##### SUPPLIED DATA
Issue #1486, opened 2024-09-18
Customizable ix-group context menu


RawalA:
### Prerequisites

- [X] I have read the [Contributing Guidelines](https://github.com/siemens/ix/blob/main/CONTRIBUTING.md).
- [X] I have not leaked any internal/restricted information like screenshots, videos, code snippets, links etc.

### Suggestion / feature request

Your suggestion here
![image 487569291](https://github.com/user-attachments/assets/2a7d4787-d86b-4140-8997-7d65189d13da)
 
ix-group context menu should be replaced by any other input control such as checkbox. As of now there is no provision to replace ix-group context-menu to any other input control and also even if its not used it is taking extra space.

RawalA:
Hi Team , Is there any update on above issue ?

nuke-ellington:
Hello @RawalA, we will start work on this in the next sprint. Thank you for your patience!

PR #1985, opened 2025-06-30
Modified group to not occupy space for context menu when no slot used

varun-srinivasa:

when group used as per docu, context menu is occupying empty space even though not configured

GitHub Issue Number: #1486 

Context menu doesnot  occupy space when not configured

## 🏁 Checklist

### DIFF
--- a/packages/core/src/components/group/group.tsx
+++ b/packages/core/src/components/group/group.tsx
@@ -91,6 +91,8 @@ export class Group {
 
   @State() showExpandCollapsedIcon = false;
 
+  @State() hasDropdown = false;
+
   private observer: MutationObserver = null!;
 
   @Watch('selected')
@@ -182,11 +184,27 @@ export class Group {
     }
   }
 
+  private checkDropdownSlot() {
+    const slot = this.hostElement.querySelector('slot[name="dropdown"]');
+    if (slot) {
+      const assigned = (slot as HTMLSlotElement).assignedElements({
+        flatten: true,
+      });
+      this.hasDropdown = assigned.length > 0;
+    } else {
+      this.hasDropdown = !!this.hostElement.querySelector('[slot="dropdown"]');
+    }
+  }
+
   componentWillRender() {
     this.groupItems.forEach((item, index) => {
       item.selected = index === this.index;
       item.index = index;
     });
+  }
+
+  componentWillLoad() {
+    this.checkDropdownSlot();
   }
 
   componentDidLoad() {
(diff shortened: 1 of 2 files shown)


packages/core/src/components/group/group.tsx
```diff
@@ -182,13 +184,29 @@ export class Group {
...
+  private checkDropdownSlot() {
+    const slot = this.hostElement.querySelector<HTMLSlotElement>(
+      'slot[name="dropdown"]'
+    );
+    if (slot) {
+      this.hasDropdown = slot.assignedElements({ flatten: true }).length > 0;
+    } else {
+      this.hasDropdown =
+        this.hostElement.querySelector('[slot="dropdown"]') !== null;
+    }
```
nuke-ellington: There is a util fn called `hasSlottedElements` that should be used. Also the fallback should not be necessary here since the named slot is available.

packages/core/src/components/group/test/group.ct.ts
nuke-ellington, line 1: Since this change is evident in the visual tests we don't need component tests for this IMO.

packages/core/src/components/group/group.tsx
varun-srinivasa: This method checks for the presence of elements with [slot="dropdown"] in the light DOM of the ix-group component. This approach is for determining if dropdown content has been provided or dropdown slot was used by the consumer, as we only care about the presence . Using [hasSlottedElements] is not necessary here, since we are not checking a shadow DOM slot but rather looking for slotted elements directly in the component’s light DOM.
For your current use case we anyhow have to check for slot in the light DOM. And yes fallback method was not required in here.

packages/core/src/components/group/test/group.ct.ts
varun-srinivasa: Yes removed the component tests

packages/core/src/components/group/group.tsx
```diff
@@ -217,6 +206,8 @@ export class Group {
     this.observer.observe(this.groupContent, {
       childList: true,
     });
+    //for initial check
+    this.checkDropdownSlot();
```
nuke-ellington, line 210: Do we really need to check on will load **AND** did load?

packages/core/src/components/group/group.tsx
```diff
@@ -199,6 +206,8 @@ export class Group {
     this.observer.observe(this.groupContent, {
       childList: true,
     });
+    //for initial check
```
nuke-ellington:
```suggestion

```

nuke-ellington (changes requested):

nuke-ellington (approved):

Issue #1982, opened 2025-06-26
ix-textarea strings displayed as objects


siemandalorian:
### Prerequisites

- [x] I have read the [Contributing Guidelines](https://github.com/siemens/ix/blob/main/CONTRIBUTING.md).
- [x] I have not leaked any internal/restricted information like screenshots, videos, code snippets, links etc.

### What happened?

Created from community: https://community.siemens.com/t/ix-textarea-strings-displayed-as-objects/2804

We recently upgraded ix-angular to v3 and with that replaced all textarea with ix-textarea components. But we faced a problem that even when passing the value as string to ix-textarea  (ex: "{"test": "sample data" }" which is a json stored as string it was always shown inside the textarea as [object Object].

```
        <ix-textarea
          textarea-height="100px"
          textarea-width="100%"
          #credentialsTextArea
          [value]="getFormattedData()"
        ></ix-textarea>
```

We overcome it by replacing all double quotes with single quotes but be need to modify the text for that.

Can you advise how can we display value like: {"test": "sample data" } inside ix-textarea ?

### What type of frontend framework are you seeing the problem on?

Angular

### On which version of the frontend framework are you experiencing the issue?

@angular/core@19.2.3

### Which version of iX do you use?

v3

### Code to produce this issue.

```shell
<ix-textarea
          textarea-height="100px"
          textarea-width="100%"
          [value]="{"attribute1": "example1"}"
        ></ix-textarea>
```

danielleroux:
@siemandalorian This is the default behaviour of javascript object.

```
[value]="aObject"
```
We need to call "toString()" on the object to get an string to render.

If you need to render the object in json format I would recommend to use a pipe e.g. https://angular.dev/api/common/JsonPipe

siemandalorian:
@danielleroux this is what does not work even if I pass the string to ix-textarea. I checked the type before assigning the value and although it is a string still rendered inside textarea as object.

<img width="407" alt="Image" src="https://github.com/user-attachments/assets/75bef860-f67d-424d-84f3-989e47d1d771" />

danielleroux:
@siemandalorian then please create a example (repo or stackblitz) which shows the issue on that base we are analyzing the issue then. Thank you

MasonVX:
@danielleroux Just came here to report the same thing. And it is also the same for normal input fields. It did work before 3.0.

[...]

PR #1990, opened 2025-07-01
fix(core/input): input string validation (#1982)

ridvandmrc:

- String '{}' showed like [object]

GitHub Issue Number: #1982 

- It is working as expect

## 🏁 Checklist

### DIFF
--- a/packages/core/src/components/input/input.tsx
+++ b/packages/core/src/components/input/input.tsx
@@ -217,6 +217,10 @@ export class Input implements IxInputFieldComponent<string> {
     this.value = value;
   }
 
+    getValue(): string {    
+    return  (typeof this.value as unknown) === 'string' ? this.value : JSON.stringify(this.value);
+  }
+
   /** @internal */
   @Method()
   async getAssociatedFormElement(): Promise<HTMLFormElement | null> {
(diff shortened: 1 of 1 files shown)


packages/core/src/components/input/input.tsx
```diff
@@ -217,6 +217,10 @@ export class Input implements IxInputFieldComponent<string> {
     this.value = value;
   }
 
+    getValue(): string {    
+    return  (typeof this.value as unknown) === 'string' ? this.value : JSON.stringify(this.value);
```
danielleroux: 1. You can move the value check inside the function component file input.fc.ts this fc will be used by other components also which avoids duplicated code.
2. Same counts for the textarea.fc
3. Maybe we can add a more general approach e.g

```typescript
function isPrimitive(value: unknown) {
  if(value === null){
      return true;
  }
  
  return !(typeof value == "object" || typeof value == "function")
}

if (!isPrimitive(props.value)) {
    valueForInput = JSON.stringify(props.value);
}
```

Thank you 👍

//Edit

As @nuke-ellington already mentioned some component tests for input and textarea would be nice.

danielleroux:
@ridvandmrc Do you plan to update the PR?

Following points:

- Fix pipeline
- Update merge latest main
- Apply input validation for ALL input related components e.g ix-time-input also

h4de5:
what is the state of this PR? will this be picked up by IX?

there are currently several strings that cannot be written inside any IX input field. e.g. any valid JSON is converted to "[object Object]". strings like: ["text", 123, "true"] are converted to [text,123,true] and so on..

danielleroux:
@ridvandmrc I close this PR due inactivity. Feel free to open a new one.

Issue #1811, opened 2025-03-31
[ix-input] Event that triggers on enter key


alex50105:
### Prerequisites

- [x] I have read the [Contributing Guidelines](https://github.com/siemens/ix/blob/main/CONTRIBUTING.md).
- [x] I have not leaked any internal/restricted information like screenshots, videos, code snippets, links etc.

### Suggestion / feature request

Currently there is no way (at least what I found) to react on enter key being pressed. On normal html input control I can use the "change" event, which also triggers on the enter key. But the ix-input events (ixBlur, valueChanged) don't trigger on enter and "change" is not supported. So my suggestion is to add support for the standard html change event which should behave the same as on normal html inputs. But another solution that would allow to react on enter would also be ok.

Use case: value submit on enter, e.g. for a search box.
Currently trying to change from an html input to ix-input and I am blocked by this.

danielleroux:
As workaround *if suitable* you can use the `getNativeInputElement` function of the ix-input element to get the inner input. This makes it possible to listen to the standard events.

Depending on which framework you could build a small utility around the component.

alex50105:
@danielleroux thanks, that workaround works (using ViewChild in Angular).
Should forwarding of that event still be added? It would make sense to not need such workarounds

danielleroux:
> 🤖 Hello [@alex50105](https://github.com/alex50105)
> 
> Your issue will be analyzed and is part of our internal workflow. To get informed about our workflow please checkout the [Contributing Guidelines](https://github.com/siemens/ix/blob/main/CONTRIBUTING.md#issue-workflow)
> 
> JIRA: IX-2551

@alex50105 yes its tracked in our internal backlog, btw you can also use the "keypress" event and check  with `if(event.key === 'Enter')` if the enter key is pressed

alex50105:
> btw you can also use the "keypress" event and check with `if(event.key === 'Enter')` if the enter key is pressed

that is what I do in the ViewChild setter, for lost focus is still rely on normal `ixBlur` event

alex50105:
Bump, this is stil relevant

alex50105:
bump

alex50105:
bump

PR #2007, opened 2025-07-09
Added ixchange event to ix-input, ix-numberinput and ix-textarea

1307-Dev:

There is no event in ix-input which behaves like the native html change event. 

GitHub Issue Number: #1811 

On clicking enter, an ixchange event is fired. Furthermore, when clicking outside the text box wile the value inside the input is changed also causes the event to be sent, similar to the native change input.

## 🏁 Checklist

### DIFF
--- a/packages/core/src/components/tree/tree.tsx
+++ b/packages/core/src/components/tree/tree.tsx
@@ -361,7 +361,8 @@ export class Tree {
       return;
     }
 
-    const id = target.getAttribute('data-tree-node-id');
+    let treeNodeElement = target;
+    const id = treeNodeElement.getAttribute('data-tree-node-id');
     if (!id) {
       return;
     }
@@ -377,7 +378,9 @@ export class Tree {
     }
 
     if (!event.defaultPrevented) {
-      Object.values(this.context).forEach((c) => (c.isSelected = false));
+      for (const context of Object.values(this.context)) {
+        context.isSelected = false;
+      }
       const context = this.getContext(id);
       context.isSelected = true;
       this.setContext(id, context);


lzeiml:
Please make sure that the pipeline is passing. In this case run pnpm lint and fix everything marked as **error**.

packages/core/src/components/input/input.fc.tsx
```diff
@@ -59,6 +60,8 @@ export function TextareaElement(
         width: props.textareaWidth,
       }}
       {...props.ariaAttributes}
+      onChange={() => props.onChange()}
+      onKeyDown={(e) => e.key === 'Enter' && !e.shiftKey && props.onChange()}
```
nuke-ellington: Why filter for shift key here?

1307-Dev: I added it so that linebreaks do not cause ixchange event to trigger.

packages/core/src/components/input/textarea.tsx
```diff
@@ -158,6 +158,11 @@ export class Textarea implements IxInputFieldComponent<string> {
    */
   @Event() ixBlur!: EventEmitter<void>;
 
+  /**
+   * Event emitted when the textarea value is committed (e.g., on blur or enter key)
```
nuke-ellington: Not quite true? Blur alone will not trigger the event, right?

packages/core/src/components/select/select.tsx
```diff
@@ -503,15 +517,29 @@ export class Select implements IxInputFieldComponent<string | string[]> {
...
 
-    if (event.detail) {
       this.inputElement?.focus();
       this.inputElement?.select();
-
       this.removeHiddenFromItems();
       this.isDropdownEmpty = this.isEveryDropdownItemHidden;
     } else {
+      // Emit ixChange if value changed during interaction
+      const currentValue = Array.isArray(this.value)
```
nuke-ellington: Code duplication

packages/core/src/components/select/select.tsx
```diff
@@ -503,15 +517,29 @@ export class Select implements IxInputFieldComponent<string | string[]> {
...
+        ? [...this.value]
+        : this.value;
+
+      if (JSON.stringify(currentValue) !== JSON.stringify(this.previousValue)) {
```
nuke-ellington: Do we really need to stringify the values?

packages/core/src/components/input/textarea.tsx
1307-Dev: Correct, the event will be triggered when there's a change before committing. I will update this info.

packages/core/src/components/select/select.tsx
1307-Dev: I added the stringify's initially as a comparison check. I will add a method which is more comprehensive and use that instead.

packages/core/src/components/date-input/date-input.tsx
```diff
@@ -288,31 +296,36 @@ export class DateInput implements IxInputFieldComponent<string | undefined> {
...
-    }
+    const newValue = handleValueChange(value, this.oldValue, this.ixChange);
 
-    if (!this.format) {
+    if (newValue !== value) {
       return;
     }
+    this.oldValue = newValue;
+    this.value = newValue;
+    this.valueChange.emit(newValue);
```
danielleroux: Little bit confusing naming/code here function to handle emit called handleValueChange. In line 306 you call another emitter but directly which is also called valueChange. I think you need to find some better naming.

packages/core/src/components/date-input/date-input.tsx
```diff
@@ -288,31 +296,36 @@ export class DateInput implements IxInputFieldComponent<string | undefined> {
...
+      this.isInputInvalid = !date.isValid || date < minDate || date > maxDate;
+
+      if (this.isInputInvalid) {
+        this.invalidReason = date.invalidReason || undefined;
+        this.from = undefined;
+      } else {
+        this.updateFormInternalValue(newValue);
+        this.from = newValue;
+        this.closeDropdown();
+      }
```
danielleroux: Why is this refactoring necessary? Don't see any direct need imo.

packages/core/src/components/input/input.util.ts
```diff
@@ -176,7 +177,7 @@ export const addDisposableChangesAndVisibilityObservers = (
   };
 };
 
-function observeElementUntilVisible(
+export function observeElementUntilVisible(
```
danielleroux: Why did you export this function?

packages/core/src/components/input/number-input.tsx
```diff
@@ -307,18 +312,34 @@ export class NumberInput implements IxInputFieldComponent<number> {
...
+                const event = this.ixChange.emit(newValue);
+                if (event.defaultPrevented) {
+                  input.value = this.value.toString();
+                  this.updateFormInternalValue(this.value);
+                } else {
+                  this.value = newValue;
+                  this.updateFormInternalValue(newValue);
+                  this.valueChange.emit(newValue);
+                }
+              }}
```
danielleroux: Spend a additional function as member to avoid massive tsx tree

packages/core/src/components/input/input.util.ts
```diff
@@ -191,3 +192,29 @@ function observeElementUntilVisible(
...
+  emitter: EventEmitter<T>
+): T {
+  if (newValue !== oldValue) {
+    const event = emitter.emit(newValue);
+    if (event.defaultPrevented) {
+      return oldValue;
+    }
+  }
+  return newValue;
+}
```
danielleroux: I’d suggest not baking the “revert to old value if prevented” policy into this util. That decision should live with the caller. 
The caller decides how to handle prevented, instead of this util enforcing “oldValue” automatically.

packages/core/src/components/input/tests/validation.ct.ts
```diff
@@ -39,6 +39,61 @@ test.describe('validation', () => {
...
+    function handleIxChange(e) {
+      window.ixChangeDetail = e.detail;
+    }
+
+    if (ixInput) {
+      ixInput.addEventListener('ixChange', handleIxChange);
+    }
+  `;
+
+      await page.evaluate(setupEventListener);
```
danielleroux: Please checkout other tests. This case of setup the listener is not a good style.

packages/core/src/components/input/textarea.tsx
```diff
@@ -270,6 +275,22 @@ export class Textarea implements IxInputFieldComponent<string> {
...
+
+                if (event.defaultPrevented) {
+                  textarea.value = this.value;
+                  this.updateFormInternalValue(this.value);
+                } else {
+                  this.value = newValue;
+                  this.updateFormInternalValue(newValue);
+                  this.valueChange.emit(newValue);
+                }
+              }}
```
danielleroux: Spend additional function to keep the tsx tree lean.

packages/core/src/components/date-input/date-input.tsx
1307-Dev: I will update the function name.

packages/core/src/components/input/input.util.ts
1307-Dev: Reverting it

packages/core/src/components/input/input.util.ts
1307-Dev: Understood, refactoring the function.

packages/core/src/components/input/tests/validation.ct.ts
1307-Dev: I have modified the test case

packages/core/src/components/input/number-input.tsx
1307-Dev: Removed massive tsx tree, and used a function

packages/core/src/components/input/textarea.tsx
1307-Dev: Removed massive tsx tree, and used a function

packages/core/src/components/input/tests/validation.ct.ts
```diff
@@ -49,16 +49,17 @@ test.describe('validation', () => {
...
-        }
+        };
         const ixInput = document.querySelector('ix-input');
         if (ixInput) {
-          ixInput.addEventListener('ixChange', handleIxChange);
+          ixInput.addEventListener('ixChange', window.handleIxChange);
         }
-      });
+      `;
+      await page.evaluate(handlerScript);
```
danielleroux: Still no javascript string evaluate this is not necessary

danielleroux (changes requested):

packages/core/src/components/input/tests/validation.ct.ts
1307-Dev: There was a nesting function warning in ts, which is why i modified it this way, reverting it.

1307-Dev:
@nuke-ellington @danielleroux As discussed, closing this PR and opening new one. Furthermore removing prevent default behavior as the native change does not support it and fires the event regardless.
##########
- [YOUR GOAL]: The reply is to be one number, the count of lines in the records above that contain "like".

- [PROBLEM SOLUTION]: 7